## [PROBLEM REQUIREMENTS]
Lines from the one with "-676,14 +676,13 @@ end" through the end of the listing below should be set down exactly, with no other line included.

## [LISTED RECORDS]
========================================================================
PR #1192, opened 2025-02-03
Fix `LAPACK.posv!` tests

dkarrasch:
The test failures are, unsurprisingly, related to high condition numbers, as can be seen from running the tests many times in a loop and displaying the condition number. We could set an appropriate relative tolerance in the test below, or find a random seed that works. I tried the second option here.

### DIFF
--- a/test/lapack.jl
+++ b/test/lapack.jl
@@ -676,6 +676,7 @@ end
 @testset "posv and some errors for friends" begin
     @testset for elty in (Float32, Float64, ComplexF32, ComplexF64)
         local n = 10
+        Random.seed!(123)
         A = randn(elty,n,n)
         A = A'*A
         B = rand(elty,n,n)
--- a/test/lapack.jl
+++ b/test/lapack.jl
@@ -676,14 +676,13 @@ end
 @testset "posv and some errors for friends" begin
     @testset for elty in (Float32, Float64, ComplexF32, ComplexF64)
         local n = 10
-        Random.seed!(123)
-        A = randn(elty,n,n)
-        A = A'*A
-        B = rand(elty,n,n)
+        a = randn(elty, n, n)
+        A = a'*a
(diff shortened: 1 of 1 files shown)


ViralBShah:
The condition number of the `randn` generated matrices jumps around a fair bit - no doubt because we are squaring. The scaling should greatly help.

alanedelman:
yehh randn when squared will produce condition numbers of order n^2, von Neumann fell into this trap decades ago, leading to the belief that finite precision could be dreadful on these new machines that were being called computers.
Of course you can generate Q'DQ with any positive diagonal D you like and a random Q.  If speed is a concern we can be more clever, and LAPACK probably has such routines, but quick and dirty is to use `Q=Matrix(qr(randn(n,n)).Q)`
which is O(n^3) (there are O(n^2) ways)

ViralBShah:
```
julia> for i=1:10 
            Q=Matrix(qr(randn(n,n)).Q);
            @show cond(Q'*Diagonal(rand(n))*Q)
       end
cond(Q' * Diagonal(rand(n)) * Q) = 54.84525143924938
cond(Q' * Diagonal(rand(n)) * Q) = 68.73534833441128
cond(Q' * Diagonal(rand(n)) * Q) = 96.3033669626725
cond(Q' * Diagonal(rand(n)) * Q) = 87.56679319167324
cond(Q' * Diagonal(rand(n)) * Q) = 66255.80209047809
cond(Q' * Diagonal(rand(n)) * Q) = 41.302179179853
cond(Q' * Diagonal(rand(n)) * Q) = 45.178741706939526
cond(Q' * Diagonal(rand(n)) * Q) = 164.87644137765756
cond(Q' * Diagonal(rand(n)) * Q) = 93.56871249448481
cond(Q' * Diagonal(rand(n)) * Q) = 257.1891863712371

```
========================================================================
## [RESULT OF THE EXERCISE]
@@ -676,14 +676,13 @@ end
 @testset "posv and some errors for friends" begin
     @testset for elty in (Float32, Float64, ComplexF32, ComplexF64)
         local n = 10
-        Random.seed!(123)
-        A = randn(elty,n,n)
-        A = A'*A
-        B = rand(elty,n,n)
+        a = randn(elty, n, n)
+        A = a'*a
(diff shortened: 1 of 1 files shown)


ViralBShah:
The condition number of the `randn` generated matrices jumps around a fair bit - no doubt because we are squaring. The scaling should greatly help.

alanedelman:
yehh randn when squared will produce condition numbers of order n^2, von Neumann fell into this trap decades ago, leading to the belief that finite precision could be dreadful on these new machines that were being called computers.
Of course you can generate Q'DQ with any positive diagonal D you like and a random Q.  If speed is a concern we can be more clever, and LAPACK probably has such routines, but quick and dirty is to use `Q=Matrix(qr(randn(n,n)).Q)`
which is O(n^3) (there are O(n^2) ways)

ViralBShah:
```
julia> for i=1:10 
            Q=Matrix(qr(randn(n,n)).Q);
            @show cond(Q'*Diagonal(rand(n))*Q)
       end
cond(Q' * Diagonal(rand(n)) * Q) = 54.84525143924938
cond(Q' * Diagonal(rand(n)) * Q) = 68.73534833441128
cond(Q' * Diagonal(rand(n)) * Q) = 96.3033669626725
cond(Q' * Diagonal(rand(n)) * Q) = 87.56679319167324
cond(Q' * Diagonal(rand(n)) * Q) = 66255.80209047809
cond(Q' * Diagonal(rand(n)) * Q) = 41.302179179853
cond(Q' * Diagonal(rand(n)) * Q) = 45.178741706939526
cond(Q' * Diagonal(rand(n)) * Q) = 164.87644137765756
cond(Q' * Diagonal(rand(n)) * Q) = 93.56871249448481
cond(Q' * Diagonal(rand(n)) * Q) = 257.1891863712371

```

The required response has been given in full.